14. Learned counsel for the appellants would contend that the amount awarded by the Tribunal is excessive and the same is liable to be reduced. It is seen from the evidence of P.W.1 - claimant that the deceased was her only son. As per the post mortem certificate Ex.P.4, the deceased was aged about 50 years at the time of accident. He was a bachelor and Doctor by profession. At the time of the accident he was working as a Doctor in Meenakshi Mission Hospital, Madurai. He completed his M.B.B.S., course in 1963 as evidenced from Ex.P.7. It is further seen from the evidence of P.W.1 that thereafter, he went to London and worked as a Doctor for 12 years and returned to Madurai in 1990. It is also seen that the deceased has served in Military between 1963 and 1965. Ex.P.11 shows that he was also successful in M.D. Course. Exs.P.16 and 17 show that he was employed as a Doctor in Phaudinor, U.S.A., Thereafter, he went to London for higher studies. She also produced documents to show that he paid substantial amount towards income-tax when he was in U.S.A., and U.K., P.W.3, an administrative Officer in the Madurai Meenakshi Mission Hospital explained the salary and payment made to the deceased. Considering all the above aspects, including higher qualification in medicine, promotional aspects etc., the Tribunal has concluded that the deceased would have earned Rs.10,000/- per month, but for the accident. From and out of the said amount, the Tribunal has concluded that the deceased would have atleast contributed Rs.4,000/- per month to his mother. Taking note of the fact that on the date of the accident the claimant was 7 2 years old and the deceased was 51 years old, by applying the multiplier of 6 the Tribunal arrived at Rs.2,88,000/- as pecuniary loss to the claimant. After adding Rs.10,000/- towards loss of estate, another Rs.10,000/- towards loss of love and affection and Rs.2,000/- towards funeral expenses, the Tribunal passed an award for Rs.3,10,000/- with interest at the rate of 12% per annum. Considering the fact that the deceased was a qualified Doctor, having worked in U.S.A., and U.K., and his last income as explained by P.W.3 and of the fact that the deceased was 51 years old at the time of the accident and the claimant is 72 years old, we are of the view that the award amount cannot be said to be either excessive or unreasonable. On the other hand, we are in agreement with the amount arrived at by the Tribunal. Accordingly, we confirm the same.

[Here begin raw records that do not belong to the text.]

PR #4359, opened 2024-06-24
remove manifest v1 support

jLopezbarb:
# Proposed changes

Fixes DEV-447

- Remove manifest v1 serialisation
- Remove isV2 from the manifest and analytics
- Remove build when isV1
- Remove syntax for build.Image (only supported by manifest v1)
- Create the new tests and adapt the older ones to use manifest v2

## CLI Quality Reminders 🔧

For both authors and reviewers:

- Scrutinize for potential regressions
- Ensure key automated tests are in place
- Build the CLI and test using the validation steps
- Assess Developer Experience impact (log messages, performances, etc)
- If too broad, consider breaking into smaller PRs
- Adhere to our [code style](https://github.com/okteto/okteto/blob/master/docs/code-style.md) and [code review](https://github.com/okteto/okteto/blob/master/docs/code-review.md) guidelines

PR #4360, opened 2024-06-25
refactor: add test to manifestFields at isManifestFieldNotFound

teresaromero:
# Proposed changes

Fixes https://okteto.atlassian.net/browse/DEV-401

Marshalling of the manifest was failing as `test` was not being recognized as manifest key

## How to validate

Using `go-getting-started`m with some test, leave the manifest just with the test section, then run `okteto test`
Screenshot 2024-06-25 at 12 38 29


ifbyol (commented):
should we include a test? We might include a test that parses a manifest with a single `test` section and make sure the manifest is generated properly with the test section specified

teresaromero:
This would be solve with https://github.com/okteto/okteto/pull/4359

PR #4361, opened 2024-06-25
fix: smart build stuck on untracked files

jLopezbarb:
# Issue

Fixes a bug when calculating the untracked file content didn't timeout correctly. In order to reproduce follow the following steps:

1. On a large JavaScript repo run `yarn install`
2. Don't add `node_modules` to the `.gitignore` or remove the line that adds it
3. Run `okteto build` and check that the 5 second timeout is not working

As part of this PR we have also checked that [exec.CommandContext](https://pkg.go.dev/os/exec#CommandContext) fails correctly after the timeout. If you want to try this, you should change the git command with `"/bin/sleep", "9999")`. 

## Proposed changes

Fixes DEV-479

- Fixes the error by checking if the context has already been cancelled
- Add a log to know when it's running the `git status` command
- Add a log to know the number of files we have to calculate the content (untracked files). If this number is high we should probably need to add some files/folders to the `.dockerignore` to speed up the builds

## How to validate

1. On a large JavaScript repo run `yarn install`
2. Don't add `node_modules` to the `.dockerignore` or remove the line that adds it
3.  Run `okteto build` and check that the 5 second timeout is not working

## CLI Quality Reminders 🔧

### DIFF
--- a/pkg/repository/git.go
+++ b/pkg/repository/git.go
@@ -270,6 +270,7 @@ func (r gitRepoController) GetDiffHash(contextDir string) (string, error) {
 		diff, err := repo.GetDiff(ctx, contextDir, NewLocalGit("git", &LocalExec{}))
 		select {
 		case <-timeoutCh:
+			oktetoLog.Debug("Timeout exceeded calculating git diff: assuming dirty commit")
 		case diffCh <- diffResponse{
 			diff: diff,
 			err:  err,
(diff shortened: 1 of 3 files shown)


andreafalzetti (approved):
tested and works as expected

teresaromero (approved):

15. Though relying on the recent judgments of the Supreme Court, learned counsel for the appellants contended that the rate of interest, namely 12% per annum is on the higher side, considering the fact that the accident had occurred on 25.01.1992 and also of the fact that the said objection was not taken in the memorandum of appeal grounds, we are not inclined to disturb the rate of interest as awarded by the Tribunal. Accordingly, we reject the said contention also.
In the light of what is stated above, we do not find any merit in the appeal; consequently, the same is dismissed. No costs.
Index:Yes Internet:Yes kh To
1. The 4th Additional Subordinate Judge (MACT), Madurai (with records).
2. The S.O., V.R. Section, High Court, Madras.